● **PROMPT**: Each line of the records containing "more" is to be copied out and returned.

(Stored items)
PR #257, opened 2011-12-09
Jdm vnodeq stats

jonmeredith:
The stats webmachine resource will now include riak_core_stat:get_stats() which includes vnode queue stats and gossip/ring convergence stats.


reiddraper:
+1 to merge

PR #260, opened 2011-12-12
Sort directory listings in eunit assert to fix tests

jaredmorrow:
Fixes: az1008

This test was passing on my OSX box, but was failing on some build machines because the list order was random so it failed the match.


kellymclaughlin:
+1 to merge

PR #262, opened 2011-12-14
add map_object_key and map_object_bucket_key

sa2ajj:
```
* these functions help to produce a list of keys found by, e.g., secondary
  indices query or search query of Riak
* the former is the most useful for secondary indices
* the latter is the most useful for search queries
* 2nd and 3rd arguments for /3 functions are kept according to other
  helpers
```

### DIFF
--- a/src/riak_kv_mapreduce.erl
+++ b/src/riak_kv_mapreduce.erl
@@ -25,6 +25,8 @@
 
 %% phase spec producers
 -export([map_identity/1,
+         map_object_key/1,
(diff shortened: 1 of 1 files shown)


seancribbs:
@sa2ajj ...but you don't need to fetch the object in a map phase to know what the bucket or key is.

sa2ajj:
@seancribbs, it looked nice at the time.  Today I'd say it's not really necessary :)

PR #264, opened 2011-12-14
BZ1306 — get_fsm crashes when riak_object value is not a binary

ian-plosker:
Fixes issue in `riak_kv_get_fsm:update_stats/2` calling `erlang:size/1` on a `riak_object` value which isn't a binary.

https://issues.basho.com/show_bug.cgi?id=1306


ian-plosker:
Rebasing against 1.0 and resubmitting.

PR #269, opened 2012-01-06
wait for riak_pipe and _kv node services, and unload apps on fullstop (AZ1033 … related)

beerriot:
Not waiting for the node watcher to declare riak_pipe and riak_kv
services as up before running the test was causing preflist exhaustion
errors. Not unloading apps after stopping them was causing re-starting
them for the next test to fail.

### DIFF
--- a/test/mapred_test.erl
+++ b/test/mapred_test.erl
@@ -27,6 +27,7 @@
 dep_apps() ->
     DelMe = "./EUnit-SASL.log",
     DataDir = "./EUnit-datadir",
+    os:cmd("rm -rf " ++ DataDir),
     os:cmd("mkdir " ++ DataDir),
     KillDamnFilterProc = fun() ->
                                  catch exit(whereis(riak_sysmon_filter), kill),
@@ -44,7 +45,7 @@ dep_apps() ->
                    {reduce_js_vm_count, 3}],
     [
      fun(start) ->
-             net_kernel:start([mapred_test@localhost]),
+             net_kernel:start([mapred_test@localhost, shortnames]),
              timer:sleep(50),
              _ = application:stop(sasl),
              _ = application:load(sasl),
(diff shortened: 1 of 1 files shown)


rzezeski:
FWIW I'm seeing 23 failures on this branch.

beerriot:
Yeah, my `unload`ing was too aggressive, and I there may still be a conflict with a `riak_core` test anyway. Do Not Merge.

rzezeski:
Here are some snippets of what I see

```
mapred_test:199: compat_basic1_test_...*failed*
::error:{badmatch,{error,all_nodes_down}}
  in function mapred_test:'-compat_basic1_test_/0-fun-1-'/0


mapred_test:213: compat_basic1_test_...*failed*
::error:{badmatch,{error,{error,insufficient_vnodes_available},{ok,[]}}}
  in function mapred_test:'-compat_basic1_test_/0-fun-2-'/0
```

I also see a lot of the following, not sure if it's hurting anything (yes, my hostname is `crackpot`).

```
=ERROR REPORT==== 11-Jan-2012::11:38:31 ===
** System running to use fully qualified hostnames **
** Hostname crackpot is illegal **
```

rzezeski:
If there is anything I can do to assist let me know.

rzezeski:
Remove the `unload` calls gets me down to 13 errors.

rzezeski:
Just discovered the lists of nodes reported by `riak_core_node_watcher:nodes/1` and what's in the ring do not match up.  This means that `get_apl_ann` and `riak_core_apl:check_up` will fail to find any partitions that are considered available.

test/mapred_test.erl
```diff
@@ -98,8 +99,7 @@ dep_apps() ->
      inets,
      mochiweb,
      fun(start) ->
-             Ring = riak_core_ring:fresh(16, node()),
-             riak_core_ring_manager:set_ring_global(Ring),
+             riak_core_ring:fresh(16, node()),
```
jonmeredith: this change seems veyr strange - the output of riak_core_ring:fresh() is ignored, before it was being used to set the ring at 16 partitions.

rzezeski: You're right, I actually didn't mean to remove the set_ring_global but it worked just fine.  I think this wasn't needed in first place and that's why it works.

rzezeski:
I switched to shortnames cause I saw a lot of errors (that don't cause test to fail) about invalide hostnames and looking at keys_fsm_eqc I saw it uses shortnames as well.

rzezeski:
Fixed, merged PR https://github.com/basho/riak_kv/pull/275

PR #270, opened 2012-01-10
Az1064 postcommit error

rzezeski:
If a post-commit fails but there is no evidence in the logs did it actually
fail?  I dunno, but we should log post-commit failures.


src/riak_kv_put_fsm.erl
```diff
@@ -649,6 +652,22 @@ decode_precommit({js, JSName, Result}) ->
 decode_precommit({error, Reason}) ->
     {fail, Reason}.
 
+decode_postcommit({erlang, {M,F}, Res}) ->
+    case Res of
+        fail -> lager:error("Post-commit hook failed, no resaon given");
```
seancribbs: "resaon" -> "reason"

seancribbs: Also, perhaps it could still be useful to log the MFA.

rzezeski:
A PR to address same issue but in slightly different manner (after feedback from Jon): https://github.com/basho/riak_kv/pull/272

PR #273, opened 2012-01-11
1.0.3 eunit fixes

jonmeredith:
Make the mapred test wait for the riak_kv service to be up.  1.0.3 changed riak_kv service to be marked up after primary vnodes are initialized and running, not after application was started.


jonmeredith:
Replaced by pull request 275

PR #1430, opened 2016-06-30
Recognize TS data arriving via handoff

macintux:
Currently, TS data that arrives via handoff is not stored under a recognizable key.

The key is sext-encoded twice: once as pulled from disk on the sending side, then again when sent to the backend on the receiving side.

This patch addresses that problem, although it deserves more thought for the next major release.

### DIFF
--- a/src/riak_kv_vnode.erl
+++ b/src/riak_kv_vnode.erl
@@ -2383,6 +2383,13 @@ encode_and_put_no_sib_check(Obj, Mod, Bucket, Key, IndexSpecs, ModState,
                         false ->
                             ok
                     end,
+
+                    %% Timeseries data arrives during handoff with
+                    %% sext-encoded local keys. Unless care is taken,
+                    %% those keys are doubly-encoded, so here we will
+                    %% identify them and unencode the key.
+                    %%
+                    %% Not the ideal solution but sufficient.
                     PutRet = case timeseries_data(Key, Obj) of
                                  true ->
                                      RawKey = sext:decode(Key),
@@ -2396,10 +2403,13 @@ encode_and_put_no_sib_check(Obj, Mod, Bucket, Key, IndexSpecs, ModState,
             end
     end.
 
-%% Look for sext-encoded tuple (key) because handoff lifts it straight out of
-%% the backend and gives it to us as is. If this isn't sext-encoded
-%% then this ain't timeseries so we don't need to dig through the
-%% object metadata for a DDL.
+%% This function takes a key and the riak object from the handoff call
+%% chain and verifies whether or not the object is from timeseries.
+%%
+%% The binary pattern match is quick and easy: does this look like a
+%% sext-encoded tuple?
+%%
+%% Only if that is true do we examine the object for DDL metadata.
 timeseries_data(<<16,0,0,0, _Rest/binary>>, Object) ->
     {IsTs, _Ver} = riak_object:is_ts(Object),
     IsTs;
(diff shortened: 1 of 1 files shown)


src/riak_kv_vnode.erl
```diff
@@ -2383,12 +2383,29 @@ encode_and_put_no_sib_check(Obj, Mod, Bucket, Key, IndexSpecs, ModState,
...
                     {PutRet, EncodedVal}
             end
     end.
 
+%% Look for sext-encoded tuple (key) because handoff lifts it straight out of
+%% the backend and gives it to us as is. If this isn't sext-encoded
+%% then this ain't timeseries so we don't need to dig through the
+%% object metadata for a DDL.
+timeseries_data(<<16,0,0,0, _Rest/binary>>, Object) ->
+    {IsTs, _Ver} = riak_object:is_ts(Object),
```
paegun: The comment above says "we don't need to dig ... for a DDL", but riak_object:is_ts/1 does just that. The cost of "digging" pales in comparison to losing data.

If we are 100% certain that only TS data is handed off as is, then the comment should remain and the verification that the object contains TS data should be removed. Otherwise, the comment should be removed and the verification should remain.

Besides the comparison between plain-old KV objects, we should consider CRDT objects.

I recommend we err on the side of preserving data, but jump on testing the various object types. We can more readily test the performance impact of digging into the riak_object for DDL on handoff.

macintux: I'll clarify the comment. The point is that we _do_ check for a DDL via `is_ts/1` but we only do that if the key looks like it's a sext-encoded tuple.

Does that alleviate your concern? I don't think any code changes are warranted, simply improving the commentary.

paegun:
+1 abc5050

src/riak_kv_vnode.erl
```diff
@@ -2383,12 +2383,39 @@ encode_and_put_no_sib_check(Obj, Mod, Bucket, Key, IndexSpecs, ModState,
...
+                    %% Timeseries data arrives during handoff with
+                    %% sext-encoded local keys. Unless care is taken,
+                    %% those keys are doubly-encoded, so here we will
+                    %% identify them and unencode the key.
+                    %%
+                    %% Not the ideal solution but sufficient.
+                    PutRet = case timeseries_data(Key, Obj) of
+                                 true ->
+                                     RawKey = sext:decode(Key),
+                                     Mod:put(Bucket, RawKey, IndexSpecs, EncodedVal,
```
JeetKunDoug: Discussing w/ Torben this morning - we believe that using sync_put in this case is most likely a premature optimization and may end up causing us grief (scheduler collapse anyone?). Would much prefer to see this case statement removed and create a function that just gets the final key for put using the timeseries_data function and sext decoding:

``` erlang
get_final_key(<<16,0,0,0, _Rest/binary>> = Key, Object) ->
    case riak_object:is_ts(Object)  of
        {true,_ } ->
           sext:decode(Key);
        _ ->
           Key
   end;
get_final_key(Key, _) ->
    Key.
```

@erikleitch have you made any final decisions about sync_put vs. put here?

hmmr:
Please also create a separate PR of this branch against `riak_ts-develop-1.3`.

src/riak_kv_vnode.erl
macintux: Changes under testing

macintux:
Ran some simple tests with KV keys mirroring the `sext` keys we're looking for, and everything seems correct after the latest commit.

hmmr:
+1 8180b04

macintux:
@borshop merge

PR #1438, opened 2016-07-14
RTS-1005: Add Quantum Data to DESCRIBE command

hazen:
Rather than adding additional PBC records, simply add two additional columns with metadata about the quantum column.

Two new columns are added: `Interval` and `Unit`.


paegun:
+1 2a1cd64

Looks great w/i riak-shell. The quantum display fields Interval and Unit clearly describe the quantum hash function as long as the units for time do not overlap w/ future support for geo, which should be the case. If not, adding a display field for hash function type is as easy as adding the Interval and Unit fields here.

hazen:
@borshop merge

PR #1439, opened 2016-07-17
RTS-1160: Build the necessary SQL record when a string is supplied

hazen:
This fixes `riak_kv_query:submit/2` for the string case.

### DIFF
--- a/src/riak_kv_qry.erl
+++ b/src/riak_kv_qry.erl
@@ -62,7 +62,10 @@ submit(SQLString, DDL) when is_list(SQLString) ->
             Error;
         {'EXIT', Reason} ->  %% lexer problem
             {error, Reason};
-        {ok, SQL} ->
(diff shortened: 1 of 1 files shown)


paegun:
+1 ce18b37

Manually tested by loading the modified beam and following the steps to repro:
0. precondition: a table named tmetric exists. (The table name does not matter, just using a name for consistency w/i the steps.) 
1. w/i attached riak shell, execute the following:

``` erlang
M1 = riak_ql_ddl:make_module_name(<<"tmetric">>).
D1 = M1:get_ddl().
Res = riak_kv_qry:submit("describe tmetric", D1).
```

Prior to the fix, the lex/parse step is repeated. With the fix, the result (Res) matches the expected value, { ok, {[ ... describe table columns/rows ... ]}} .

hazen:
@borshop merge

PR #1440, opened 2016-07-18
RTS-1149: Add missing query_insert to riak_kv_ts_api:api_call_to_perm/1

hazen:


andytill:
Should we differentiate between put and insert?

hazen:
I think so. We differentiate between get and query, right?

● **RESULT OF THE EXERCISE**:
This patch addresses that problem, although it deserves more thought for the next major release.
I recommend we err on the side of preserving data, but jump on testing the various object types. We can more readily test the performance impact of digging into the riak_object for DDL on handoff.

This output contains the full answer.